*** Begin section ***
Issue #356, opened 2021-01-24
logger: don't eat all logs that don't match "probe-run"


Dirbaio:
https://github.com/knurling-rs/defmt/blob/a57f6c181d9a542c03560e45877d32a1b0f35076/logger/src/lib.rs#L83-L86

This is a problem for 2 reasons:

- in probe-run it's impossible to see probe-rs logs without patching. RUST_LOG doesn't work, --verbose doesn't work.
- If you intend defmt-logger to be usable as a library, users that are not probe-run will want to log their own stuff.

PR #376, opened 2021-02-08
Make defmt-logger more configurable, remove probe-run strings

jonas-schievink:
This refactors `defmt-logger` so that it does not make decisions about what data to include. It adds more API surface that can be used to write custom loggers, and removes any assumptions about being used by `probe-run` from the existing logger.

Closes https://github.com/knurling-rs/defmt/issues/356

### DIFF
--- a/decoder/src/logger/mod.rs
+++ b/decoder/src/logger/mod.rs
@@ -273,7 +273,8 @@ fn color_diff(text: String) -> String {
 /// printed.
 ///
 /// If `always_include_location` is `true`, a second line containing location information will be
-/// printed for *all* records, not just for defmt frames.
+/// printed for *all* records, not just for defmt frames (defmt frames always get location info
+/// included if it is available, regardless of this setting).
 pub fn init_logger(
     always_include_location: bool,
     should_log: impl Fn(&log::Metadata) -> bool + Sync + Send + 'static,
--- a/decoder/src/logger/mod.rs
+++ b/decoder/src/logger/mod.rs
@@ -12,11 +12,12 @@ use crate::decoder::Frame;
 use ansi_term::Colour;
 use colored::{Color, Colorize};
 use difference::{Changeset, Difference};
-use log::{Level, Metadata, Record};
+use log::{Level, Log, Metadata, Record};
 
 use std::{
*** End section ***
■ **What is needed**
All lines from the line containing "- in probe-run" through the end of the listing above are to be duplicated exactly; include both ends and nothing further.

■ **Task output**
- in probe-run it's impossible to see probe-rs logs without patching. RUST_LOG doesn't work, --verbose doesn't work.
- If you intend defmt-logger to be usable as a library, users that are not probe-run will want to log their own stuff.

PR #376, opened 2021-02-08
Make defmt-logger more configurable, remove probe-run strings

jonas-schievink:
This refactors `defmt-logger` so that it does not make decisions about what data to include. It adds more API surface that can be used to write custom loggers, and removes any assumptions about being used by `probe-run` from the existing logger.

Closes https://github.com/knurling-rs/defmt/issues/356

### DIFF
--- a/decoder/src/logger/mod.rs
+++ b/decoder/src/logger/mod.rs
@@ -273,7 +273,8 @@ fn color_diff(text: String) -> String {
 /// printed.
 ///
 /// If `always_include_location` is `true`, a second line containing location information will be
-/// printed for *all* records, not just for defmt frames.
+/// printed for *all* records, not just for defmt frames (defmt frames always get location info
+/// included if it is available, regardless of this setting).
 pub fn init_logger(
     always_include_location: bool,
     should_log: impl Fn(&log::Metadata) -> bool + Sync + Send + 'static,
--- a/decoder/src/logger/mod.rs
+++ b/decoder/src/logger/mod.rs
@@ -12,11 +12,12 @@ use crate::decoder::Frame;
 use ansi_term::Colour;
 use colored::{Color, Colorize};
 use difference::{Changeset, Difference};
-use log::{Level, Metadata, Record};
+use log::{Level, Log, Metadata, Record};
 
 use std::{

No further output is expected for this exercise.